Pick out each line with the word "blob" from the material that follows.
-- Opening Marker --
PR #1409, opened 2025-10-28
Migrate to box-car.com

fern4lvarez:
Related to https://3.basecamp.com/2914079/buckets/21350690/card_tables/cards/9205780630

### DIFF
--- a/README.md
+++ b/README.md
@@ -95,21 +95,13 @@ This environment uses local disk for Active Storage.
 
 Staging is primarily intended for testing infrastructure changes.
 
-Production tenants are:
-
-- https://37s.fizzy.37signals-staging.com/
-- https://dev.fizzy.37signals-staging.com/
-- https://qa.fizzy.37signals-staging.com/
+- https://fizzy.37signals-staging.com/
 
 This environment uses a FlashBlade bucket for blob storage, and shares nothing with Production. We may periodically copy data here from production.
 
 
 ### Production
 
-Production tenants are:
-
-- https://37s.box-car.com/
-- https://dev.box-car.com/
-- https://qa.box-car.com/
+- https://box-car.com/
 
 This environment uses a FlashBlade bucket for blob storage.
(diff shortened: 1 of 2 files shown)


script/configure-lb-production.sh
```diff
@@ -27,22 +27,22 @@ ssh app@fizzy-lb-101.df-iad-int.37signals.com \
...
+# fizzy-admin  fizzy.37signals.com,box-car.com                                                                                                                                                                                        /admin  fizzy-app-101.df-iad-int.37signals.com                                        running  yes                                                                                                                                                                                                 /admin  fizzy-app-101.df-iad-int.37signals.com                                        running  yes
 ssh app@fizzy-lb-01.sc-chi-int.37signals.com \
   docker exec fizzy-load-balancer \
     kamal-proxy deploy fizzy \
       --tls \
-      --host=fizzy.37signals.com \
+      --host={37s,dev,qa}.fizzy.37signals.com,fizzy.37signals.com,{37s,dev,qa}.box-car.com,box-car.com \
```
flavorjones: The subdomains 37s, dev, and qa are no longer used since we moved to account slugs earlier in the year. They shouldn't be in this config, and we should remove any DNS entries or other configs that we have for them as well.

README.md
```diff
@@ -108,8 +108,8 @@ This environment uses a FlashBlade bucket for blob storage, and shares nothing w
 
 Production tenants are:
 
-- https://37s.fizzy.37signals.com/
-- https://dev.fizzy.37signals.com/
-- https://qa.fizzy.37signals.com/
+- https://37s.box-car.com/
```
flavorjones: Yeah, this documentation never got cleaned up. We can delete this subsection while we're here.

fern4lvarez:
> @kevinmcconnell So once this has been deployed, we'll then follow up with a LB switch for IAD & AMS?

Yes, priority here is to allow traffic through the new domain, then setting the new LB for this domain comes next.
-- Closing Marker --
--- EXERCISE SOLUTION ---
 This environment uses a FlashBlade bucket for blob storage, and shares nothing with Production. We may periodically copy data here from production.
 This environment uses a FlashBlade bucket for blob storage.
@@ -108,8 +108,8 @@ This environment uses a FlashBlade bucket for blob storage, and shares nothing w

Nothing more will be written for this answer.